Combining the linear and quadratic models into a single model makes the difference in fit evident in the statistical significance of each line, with a marginally lower p.value for the quadratic trendline. Predictably, adding both terms to the model further increases the \(R^2\) value and better explaining the data.
The quadratic trendline is a better fit because of the exponential increases in salary visible in the graph that occur as higher levels of education are attained.
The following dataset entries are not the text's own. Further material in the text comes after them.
PR #11173, opened 2025-06-25
Fix `InterfaceError` for Snowflake Data Catalog stats

ZoranPandovski:
## Description

Cast `min_val` and `max_val` to supported types before saving.  This ensures that all values being inserted into the database are of a type that SQLite can handle, preventing the InterfaceError.

Fixes https://linear.app/mindsdb/issue/BE-1166/fix-snowflake-dc-stats

## Type of change

## Checklist:

### DIFF
--- a/mindsdb/interfaces/data_catalog/data_catalog_loader.py
+++ b/mindsdb/interfaces/data_catalog/data_catalog_loader.py
@@ -1,9 +1,7 @@
 from typing import List, Union
 import pandas as pd
 import json
-from decimal import Decimal
 import datetime
-import uuid
 from mindsdb.integrations.libs.response import RESPONSE_TYPE
 from mindsdb.interfaces.data_catalog.base_data_catalog import BaseDataCatalog
 from mindsdb.interfaces.storage import db
@@ -384,14 +382,8 @@ class DataCatalogLoader(BaseDataCatalog):
         """
         if val is None:
             return None
-        if isinstance(val, (int, float, str, bool)):
-            return str(val)
-        if isinstance(val, Decimal):
-            return str(val)
         if isinstance(val, (datetime.datetime, datetime.date)):
             return val.isoformat()
-        if isinstance(val, uuid.UUID):
-            return str(val)
         if isinstance(val, (list, dict, set, tuple)):
             return json.dumps(val, default=str)
         return str(val)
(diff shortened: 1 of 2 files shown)


MinuraPunchihewa (commented):
@ZoranPandovski This looks good to me, but do you think that maybe we should handle this more globally, so that this error does not occur with other integrations either?
We've made a few such fixes already like this [one](https://github.com/mindsdb/mindsdb/blob/4330dea3f351bbb33f1187e44cd38ad7035299e7/mindsdb/interfaces/data_catalog/data_catalog_loader.py#L206).
Or do you think that this is specific to Snowflake?

ZoranPandovski:
@MinuraPunchihewa 100%, I thought about this but I was working on another thing in parallel so didn't improve this :) Now fixed

mindsdb/interfaces/data_catalog/data_catalog_loader.py
```diff
@@ -204,6 +204,12 @@ def _add_column_statistics(self, df: pd.DataFrame, tables: db.MetaTables, column
                 # Convert the distinct_values_count to an integer if it is not NaN, otherwise set it to None.
                 val = row.get("distinct_values_count")
                 distinct_values_count = int(val) if pd.notna(val) else None
+                min_val = row.get("minimum_value")
+                max_val = row.get("maximum_value")
+                if min_val is not None and not isinstance(min_val, (str, int, float)):
```
MinuraPunchihewa: @ZoranPandovski I understand that storing int and float values in a string column will be allowed in SQLite, but I don't think will work in Postgres?

MinuraPunchihewa:
> @MinuraPunchihewa 100%, I thought about this but I was working on another thing in parallel so didn't improve this :) Now fixed

Awesome. Thanks, @ZoranPandovski. There was one other concern that I left a comment regarding.

mindsdb/interfaces/data_catalog/data_catalog_loader.py
```diff
@@ -373,3 +377,21 @@ def unload_metadata(self) -> None:
             db.session.delete(table)
         db.session.commit()
         self.logger.info(f"Metadata for {self.database_name} removed successfully.")
+
+    def to_str(self, val) -> str:
```
MinuraPunchihewa, line 379: @ZoranPandovski I think we might be able to simply this as follows?
```
def to_str(self, val) -> str:
    """
    Convert a value to a string representation.
    """
    if val is None:
        return None
    if isinstance(val, (datetime.datetime, datetime.date)):
        return val.isoformat()
    if isinstance(val, (list, dict, set, tuple)):
        return json.dumps(val, default=str)
    return str(val)
```

MinuraPunchihewa (approved):

martyna-mindsdb:
@ZoranPandovski 
Can this be merged now?

ZoranPandovski:
@martyna-mindsdb Done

The magnitude increases gradually after the inflection point corresponding to some high school education, growing steepr with some college education and then reflecting the exponential growth in salary for those with bachelor’s degrees and/or graduate degrees.
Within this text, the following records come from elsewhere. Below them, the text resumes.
PR #11399, opened 2025-08-04
docs -- kb hybrid search

martyna-mindsdb:
## Description

docs -- kb hybrid search

https://github.com/user-attachments/assets/3c3fc8bb-dd01-436a-9f5c-2e6b7570d13f

Fixes #issue_number

## Type of change

### DIFF
--- a/mindsdb/integrations/handlers/huggingface_handler/__init__.py
+++ b/mindsdb/integrations/handlers/huggingface_handler/__init__.py
@@ -11,9 +11,9 @@ from .__about__ import __version__ as version, __description__ as description
 # NOTE: security vulnerability is in `pytorch` v2.7.1, revert changes here and in
 # requirements.txt/requirements_cpu.txt when new version is released
 Handler = None
-import_error = """
-    The `huggingface_handler` is temporary disabled in current version of MindsDB due to security vulnerability.
-"""
+import_error = ImportError(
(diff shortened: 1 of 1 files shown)


fshabashev (approved):
LGTM

martyna-mindsdb:
Thanks @fshabashev 
Question: when using the `hybrid_search_alpha` parameter, is it required to set `reranking=false`?

fshabashev:
> Question: when using the hybrid_search_alpha parameter, is it required to set reranking=false?


when reranking is set to false hybrid_search_alpha is ignored

martyna-mindsdb:
@fshabashev 
When reranking is set to TRUE, then hybrid_search_alpha is ignored. And when reranking is set to false, then hybrid_search_alpha is used.

So this query uses alpha reranking:
```
SELECT * from my_kb
WHERE
	content = ”ACME-213”
	AND hybrid_search_alpha = 0.8 -- optional, this is 0.5 by default
	AND hybrid_search = true
	AND reranking=false -- this needs to be added when KB has its reranking model defined
```

And this query uses KB's reranking:
```
SELECT * from my_kb
WHERE
	content = ”ACME-213”
	AND hybrid_search = true
```

fshabashev:
yes, correct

This dataset would indicate that higher educaton is a lucrative investment. It would be interesting to further examine these findings by using data stratified by periods corresponding to political cycles and extrapolate that analysis across countries to see if the trend remains intact across time and demographics.